As you can see, some of the above steps are non-trivial. What does it mean that to sentences are "similar", how to acquire translation memory and, most importantly, how to modify the example. All of these problems are parts of EBMT.

Parallel text corpora acquisition - auxiliary technique, acquired corpora can serve as translation memories for EBMT and for many other purposes (e.g. statistical translation). However, corpora acquisition is a very interesting task itself. It consists in developing tools for automatic text extraction from documents acquired from the Internet or from any other source.

Sentence splitting - or "Sensplitting". Another auxiliary technique which, contrary to what you might think, is not trivial. Let us point out that an algorithm for sentence splitting which splits the text in the place of full stops, exclamation marks and question marks is not sufficient. Dot sign is frequently used in abbreviations, enumerations and other parts of text.

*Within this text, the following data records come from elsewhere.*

PR #2943, opened 2018-05-04
Fix configuration ui for frameworks that are not cosmos apps (master) (do not merge)

justinrlee:
See [COPS-3203](https://jira.mesosphere.com/browse/COPS-3203)

If you have a Marathon app that is a framework (has `DCOS_PACKAGE_FRAMEWORK_NAME` to pick up child tasks) but is not a Cosmos app (doesn't have all other accompanying `DCOS_PACKAGE_X` labels), if you go to the DC/OS UI and try to view/edit configuration, you'll start getting 500s.

This PR makes the detection of a Cosmos app more explicit; rather than just checking for DCOS_PACKAGE_FRAMEWORK_NAME, it also checks for `DCOS_PACKAGE_NAME` and `DCOS_PACKAGE_VERSION`

**Checklist**
- [?] Did you add new unit tests?
- [?] Did you add new integration tests?

Modified existing test, added a new test.  Not sure if it's an integration or unit test, but it's similar format to the existing tests and should help with this in the future.

### DIFF
--- a/plugins/services/src/js/structs/__tests__/ServiceTree-test.js
+++ b/plugins/services/src/js/structs/__tests__/ServiceTree-test.js
@@ -24,7 +24,9 @@ describe("ServiceTree", function() {
           {
             id: "/group/beta",
             labels: {
-              DCOS_PACKAGE_FRAMEWORK_NAME: "beta"
+              DCOS_PACKAGE_FRAMEWORK_NAME: "beta",
+              DCOS_PACKAGE_NAME: "beta",
+              DCOS_PACKAGE_VERSION: "beta"
             }
           },
           {
@@ -126,7 +128,9 @@ describe("ServiceTree", function() {
           {
             id: "/group/beta",
             labels: {
-              DCOS_PACKAGE_FRAMEWORK_NAME: "beta"
+              DCOS_PACKAGE_FRAMEWORK_NAME: "beta",
+              DCOS_PACKAGE_NAME: "beta",
+              DCOS_PACKAGE_VERSION: "beta"
             }
           },
           {
--- a/plugins/services/src/js/utils/ServiceValidatorUtil.js
+++ b/plugins/services/src/js/utils/ServiceValidatorUtil.js
@@ -72,7 +72,7 @@ const ServiceValidatorUtil = {
     // Check the DCOS_PACKAGE_FRAMEWORK_NAME label to determine if the item
     // should be converted to an Application or Framework instance.
     // It is possible to DCOS_PACKAGE_FRAMEWORK_NAME without being a Cosmos package,
-    // for example, with Marathon-on-Marathon EE, which is intentionally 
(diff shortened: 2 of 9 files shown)


mesosphere-mergebot-dev:
```
@mesosphere-mergebot ship-it  
@mesosphere-mergebot test  
```

ahoskins:
Hey @justinrlee thanks for the PR! I'm surprised this issue is still happening. About a month ago I changed somewhere else to check for [different labels](https://github.com/dcos/dcos-ui/commit/13ab6be91e08282b1e55a7d84b90456fa8960636#diff-bac56c72345501a3f2fe561e3a07f496). I thought this fixed the "edit" view for frameworks.

justinrlee:
Good point @ahoskins.  I was initially thinking there might be packages that don't have the right metadata, but I guess the cosmos api wouldn't be able to handle it with what I've provided either - this PR was an initial move.  But I may spend some time fixing it to use the two labels you've indicated.

Not sure if you wanna discuss this here or in the JIRA, but I basically see four types of apps:

1. Standard Marathon apps (not Cosmos, not Frameworks) - should behave as regular apps (config/edit displays the marathon json directly)
2. Marathon apps that are also frameworks, but not from Cosmos (are not packages) - should behave as regular apps, but also present the list of child framework tasks
3. Cosmos apps (from Universe packages) that are not frameworks - should behave as Cosmos apps (config/edit displays the config.json, parsed out)
4. Cosmos apps (from Universe packages) that are frameworks - should behave as Cosmos apps, and should additionally present child framework tasks.

I believe (but am not 100% sure) that the UI as currently built handles 1, 2, and 4 properly, but it does not cover case 2.  Case 2 is admittedly probably not super common, but there are two situations where we'll see it:
* Marathon on Marathon Enterprise (which is not available in Universe)
* Older packages that were installed prior to the various Cosmos labels started getting generated (packages installed on 1.9 and below) - this has been problematic with at least one of my customers.

Based on what you mentioned, I'm thinking we should operate as follows;
* Detect Cosmos vs. Marathon apps via the two indicated labels (`DCOS_PACKAGE_DEFINITION` and `DCOS_PACKAGE_DEFINITION`)
* Detect Mesos framework vs. non-Mesos-framework via `DCOS_PACKAGE_FRAMEWORK_NAME` (ideally, we'd have an independent label here that is specifically just `FRAMEWORK_NAME` or something else, but that would require rework in at least 2-3 other areas.
* The two detections above should be handled separately.

I'll have to take another look through the code to see if we can separate out the detection mechanisms.

This is my first time fiddling with the UI, so open to any feedback.

nLight:
For now I'm labeling the PRs as WIP. Please keep us updated @justinrlee and thanks for taking care!

justinrlee:
Gonna close this in favor of https://jira.mesosphere.com/browse/DCOS-38447, which will need a better engineering design.

PR #2946, opened 2018-05-08
DCOS-28735: Adjust Jest setup to work with Typescript

nLight:
While working on https://jira.mesosphere.com/browse/DCOS-21930 I spend days trying to fix our Jest setup. 

First, I had to enable Typescript processing. When that was done it turned out that Typescript doesn't like when we use `setMock`, so I removed all usages that don't make sense and replaced other with `mock` which is a recommended way. 

`unMockStores` uses `setMock` under the hood and is going to be removed. First, it doesn't in fact unmock. It actually _sets_ a mock and mocks stores with an empty object. `¯\_(ツ)_/¯ `

**Dependencies**
- Please merge this first: https://github.com/mesosphere/dcos-ui-plugins-private/pull/794

**Checklist**

Closes DCOS-28735


mesosphere-mergebot-dev:
```
@mesosphere-mergebot ship-it  
@mesosphere-mergebot test  
```

jest/preprocessor.js
```diff
@@ -21,8 +23,16 @@ module.exports = {
       if (isJISON) {
         src = new jison.Generator(src).generate();
       }
+      if (filename.endsWith(".ts") || filename.endsWith(".tsx")) {
```
DanielMSchmidt: Is there anything that holds us back from using a separate transform statement? [It should be possible like this](https://github.com/mesosphere/mockserver/blob/master/package.json#L58).

For me this is a lot cleaner and I would like to move away from this file as it has some more complexity

DanielMSchmidt: If it's about our babel file not being picked up, they have docs on that: https://github.com/kulshekhar/ts-jest#using-a-custom-babel-config

jest/setupEnv.js
```diff
@@ -1,4 +1,5 @@
 require("babel-polyfill");
+require("reflect-metadata");
```
DanielMSchmidt: This is a fragment of the plugins POC, right?

nLight: It actually should be there already since we're using inversify.

jest/preprocessor.js
nLight: As discussed: I decided to extract jest config refactoring from this piece of work.

PR #1743, opened 2017-08-12
Added libxslt as a dependency for beef

MD5HashBrowns:
Beef wouldn't build without `libxslt` because `nokogiri` is being built with system libraries.


PedroSFreitas:
I'm getting a weird problem running this `PKGBUILD` file.

On my BlackArch Live ISO, hacked to run `makepkg` with `root` I get:
BlackArch

On my Archlinux normal installation (workstation), I get:
ArchLinux

Can you build this package without problem?
Maybe I'm missing something. :cry:

noptrix:
thank you

PR #1747, opened 2017-08-21
Added new tool massbleed

ChrisFernandez:
Hey guys I notice the tool sn1per in the blackarch repos needs this tool as well. since is not in the repo nor in arch repos here I created a simple install.
keep it up.


noptrix:
@ChrisFernandez thank you!

PR #1753, opened 2017-08-24
Another s1per dependency called goohak

ChrisFernandez:
Found missing another dependency on sn1per:
Sn1per/sniper: line 1021: goohak: command not found
so created the package, cheers.


noptrix:
thanks a lot

Issue #1697, opened 2017-06-20
[Tool request] rtfm


vdun:
https://github.com/leostat/rtfm

PR #1758, opened 2017-08-31
[tool request] adding rtfm #1697

PedroSFreitas:
https://github.com/BlackArch/blackarch/issues/1697

image

image

### DIFF
--- a/packages/rtfm/PKGBUILD
+++ b/packages/rtfm/PKGBUILD
@@ -1,0 +1,43 @@
+# This file is part of BlackArch Linux ( http://blackarch.org ).
+# See COPYING for license details.
+
+pkgname='rtfm'
+pkgver=76.c281e6f
+pkgrel=1
+pkgdesc='A database of common, interesting or useful commands, in one handy referable form.'
+groups=('blackarch' 'blackarch-misc')
+arch=('any')
+url='https://github.com/leostat/rtfm'
+license=('custom:unknow')
+depends=('python2' 'python2-terminaltables')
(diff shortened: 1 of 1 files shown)


PedroSFreitas:
@noptrix I was reading the http://www.pathname.com/fhs/pub/fhs-2.3.html and something crossed my mind. Although I'm not a native English speaker and I could have understood something entirely wrong. Maybe you could shed some lights here.
In [/usr](http://www.pathname.com/fhs/pub/fhs-2.3.html#PURPOSE18) section you can see that 

> Large software packages must not use a direct subdirectory under the /usr hierarchy.

although [/usr/share](http://www.pathname.com/fhs/pub/fhs-2.3.html#PURPOSE26) section says:

> Any program or package which contains or requires data that doesn't need to be modified should store that data in /usr/share (or /usr/local/share, if installed locally). It is recommended that a subdirectory be used in /usr/share for this purpose

But [/opt](http://www.pathname.com/fhs/pub/fhs-2.3.html#PURPOSE14) section says:

> A package to be installed in /opt must locate its static files in a separate /opt/<package> or /opt/<provider> directory tree, where <package> is a name that describes the software package and <provider> is the provider's LANANA registered name.

So what do you think? Should I change this PR to install all the necessary files under /opt/${pkgname} (as [/opt](http://www.pathname.com/fhs/pub/fhs-2.3.html#PURPOSE14) section implies) or should we leave this way?

**Cheers**.

noptrix:
it's ok this way. thanks a lot :)

Issue #1759, opened 2017-08-31
[tool request] raven


PedroSFreitas:
https://github.com/0x09AL/raven

Note: I don't want to forget this and just to let others know that I'm already considering this tool.

PR #1760, opened 2017-09-02
[tool request] adding raven: #1759.

PedroSFreitas:
review of /opt or /usr/share according to my previous PR is necessary.


noptrix:
thanks a lot

PR #1785, opened 2017-10-04
Update and fix bro

p-l-:
Bro 2.5.1 is now the stable release (see
https://www.bro.org/download/).

Bro requires openssl-1.0 (see
<https://bro-tracker.atlassian.net/browse/BIT-1775>) and will not work
with Archlinux openssl package (this package is currently broken).

This commit also fixes the `build()` function (using cmake).


noptrix:
thank you

PR #1792, opened 2017-10-16
Belati Version Update 0.2.3-dev

aancw:
Hi @noptrix ,

I've updated Belati to version 0.2.3-dev. Add new package deps `perl-image-exiftool` and new python deps `pyexifinfo`. 

`pyexifinfo` not available at official repo, so i'm use pip instead, that's correct?

And the changelog is:
- Add Metadata/exif info for document
- Update Database Schema
- Auto Update system
- Update URL File validation checker
- Clean Output Result
- Update Banner
- Check git control status for update checker
- Add Web Server Only Mode
- Rework Code

I've implemented auto update system after 0.2.3-dev. So, Belati will doing  an automatic update from the Github repo when available.

Please correct me if my PKGBUILD is wrong :)

Thanks! :)


noptrix:
hey @aancw. thanks for this. belati is already upgraded. we use your git master branch, fyi.

PR #1799, opened 2017-10-23
Make Bupsuite able to be launched from GUI.

r-l8:
This pull request makes GUI launchers aware of Burpsuite.  As Burp is a GUI based application it seems reasonable that it should be able to be launched from a GUI. 

Also minor updates to the PKGBUILD that bring it in line with the Arch packaging style.

Keep up the great work!


noptrix:
thanks @r-l8 for this

r-l8:
I'm very happy that I was able to give something back :-) ! Sorry that I forgot to increment the pkgrel.

BTW, what is the reason to favour hardcoding the package name rather than using the pkgname variable? (I will avoid using it in the future)

PR #1800, opened 2017-10-25
Add package python-pyqtgraph

r-l8:
This pull request adds the package called `python-pyqtgraph`.

One of the optional dependencies for `binwalk` is `python-pyqtgraph`, which adds support for visualising entropy over a file. This package was not available in the core, extra, community, or blackarch repositories.


noptrix:
thank you

Issue #1825, opened 2017-12-06
[Tool request] slurp


vdun:
https://github.com/bbb31/slurp

PR #1833, opened 2017-12-19
[tool] adding slurp #1825

PedroSFreitas:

Text aligning - yet another auxiliary technique, used amon others to prepare translation memories. Aligning is done on two texts in different languages, which are each others' translations. Its goal is to align the sentences of both texts in such a way that aligned sentences are each others' translations. This operation is necessary because in practice a translation of a text almost never contains the same number of sentences as the original. During aligning it is not uncommon to have two or more sentences in one language aligned to only one sentence in the other languages. There are numerous text align algorithms. Regarding the nature of the problem, they are all quite complex.

Software engineering - apart from computational linguistics I am quite interested in software engineering, which put simply is knowledge of how to create good software. This knowledge is very useful for me from practical point of view, I apply it whenever I design a new piece of software or develop existing.